DC Thomson is dealing with massive data sets from their various sites that used to run on Solr. At the time the digital team was facing a lot of technical and scalability issues, which is when Solr was switched on and weighed against Elasticsearch. The majority of the newspaper sites were using Solr for search, however, the following characteristics made Elasticsearch the right choice for them:
- Easy to set up
- Handles massive data sets
- Growing client base, including Stack Overflow, GitHub, Facebook, and the Guardian
- Not just for search – it’s a technology stack (the Elastic Stack)
- “Plug and play” approach – adding additional nodes made easy
- Distributed indexing – faster and more reliable
- Data Import plugins for more data sources (e.g., MongoDB, Twitter Streams, or Wordpress)
- Range of APIs (PHP, .NET, Java, etc.)
- Feature rich (ES REST API)
Below is an overview of the architectural setup at DC Thomson. In the middle, there is the actual Elasticsearch cluster with three nodes, which are to be expanded in the near future. The environment on the left consists of different data sources (Wordpress, Magento, and Scot Ads) that directly communicate with the Elasticsearch cluster via the bridge. To make sure all Elasticsearch clusters are healthy and running, DC Thomson is using X-Pack for monitoring.
Currently Elasticsearch is used to index the content of four of their major sites — energyvoice.com, pressandjournal.co.uk, eveningexpress.co.uk and eveningtelegraph.co.uk — and to provide related articles, which increases page views and advert revenue. The ultimate goal is to migrate most of the news sites to Elasticsearch and off of the 3rd party CMS they run on now (Polopoly) and put them on the Wordpress cluster. The plugin for Wordpress works with Elasticsearch, so with that migration they will automatically be running on Elasticsearch.
Ever since the change from Solr to Elasticsearch, DC Thomson has seen a great increase in pageviews by up to 40% and that is mainly a result of the added ‘related article’ function, which helps to serve up readers with related and relevant content. By adding class names to the related article links, DC Thomson is able to track the clicks. Even after 2 weeks of having Elasticsearch in place, they have been seeing an increase in page views, which helped hugely to justify that they’ve chosen the right solution.
Furthermore the bounce rate decreased, the number of pages per session has gone up and the general user experience is much faster and smoother than before.
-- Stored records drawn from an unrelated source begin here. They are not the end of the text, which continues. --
PR #1577, opened 2021-10-31
BindingState: Only invoke IInterruptBinding handler when state has changed

gonX:
This caused some headaches in attempting to implement passthrough aux keys, as the binding handler seems to iterate over all aux keys bindings when any key is pressed, resulting in `IInterruptBinding`s being invoked when they weren't actually intended to be.

Pre-PR:
`IInterruptBinding`s are invoked if any key in the matrix is activated, even if that key itself isn't bound to it; ie if aux binding 1 (b1) has pen passthrough but aux binding 3 (b3) does not - clicking b3 still activated the pen passthrough feature.

Post-PR
`IInterruptBinding`s are only invoked when state has changed, likely resulting in more accurate results.

As a side note, if you're using a tablet which supports multiple held keys simultaneously, it is possible to get non-Passthrough buttons "stuck" in an activated state (using the example above, holding b3 while pressing b1, and then keeping b3 held while releasing b1 will result in the system thinking b3 is active until another pen passthrough aux report is parsed again)

This can also happen pre-PR on non-Aux `IInterruptBinding`s so this PR brings it more in line with `IStateBinding`s.

### DIFF
--- a/OpenTabletDriver.Desktop/Binding/BindingState.cs
+++ b/OpenTabletDriver.Desktop/Binding/BindingState.cs
@@ -23,7 +23,8 @@ namespace OpenTabletDriver.Desktop.Binding
 
             if (Binding is IInterruptBinding interruptBinding)
             {
-                interruptBinding.Invoke(tablet, report);
+                if ((newState && !PreviousState) || (!newState && PreviousState))
+                    interruptBinding.Invoke(tablet, report);
             }
 
             PreviousState = newState;
--- a/OpenTabletDriver.Desktop/Binding/BindingState.cs
+++ b/OpenTabletDriver.Desktop/Binding/BindingState.cs
@@ -23,7 +23,7 @@ namespace OpenTabletDriver.Desktop.Binding
 
             if (Binding is IInterruptBinding interruptBinding)
             {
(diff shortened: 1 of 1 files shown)


OpenTabletDriver.Desktop/Binding/BindingState.cs
```diff
@@ -23,7 +23,8 @@ public virtual void Invoke(TabletReference tablet, IDeviceReport report, bool ne
 
             if (Binding is IInterruptBinding interruptBinding)
             {
-                interruptBinding.Invoke(tablet, report);
+                if ((newState && !PreviousState) || (!newState && PreviousState))
```
X9VoiD, line 26: Won't something like this be enough?
```suggestion
                if (newState != PreviousState)
```

X9VoiD (changes requested):

gonX:
Actually, one breaking change I noticed is that this breaks pen passthrough tip bindings resulting in pressure not being continually updated.

gonX:
Closing for now since that is such a breaking change for preparation that might not even be necessary.

gonX:
Something something to link #1578 to this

All of this benefited DC Thomson hugely as it showed that they can monetize Elastic given that they have a paywall on the Press and Journal and Energy Voice sites. It is important for their business to move people around their sites and feed them with the information they are looking for and Elastic plays a crucial part in this.
Another use case that DC Thomson has on their road map is to create an editorial backend for journalists that would allow them to investigate previous articles and render the homepages to see how popular certain articles are. With the ELK stack the digital director can show immediate results, which is what the board wants to see and hear.
Being able to monitor page views will allow journalists to curate content and tell the user what the best stories are by implementing certain trending and most read, tech widgets on the site. Ultimately the goal for DC Thomson is to dynamically show the most popular articles (most reads, social shares etc.) on the homepage. Finally, getting insights into the reader’s data (location, behaviour on the site etc.) will further allow DC Thomson to see who they really want to target with a personalised experience when visiting the news page (“These are the articles you should be interested in”).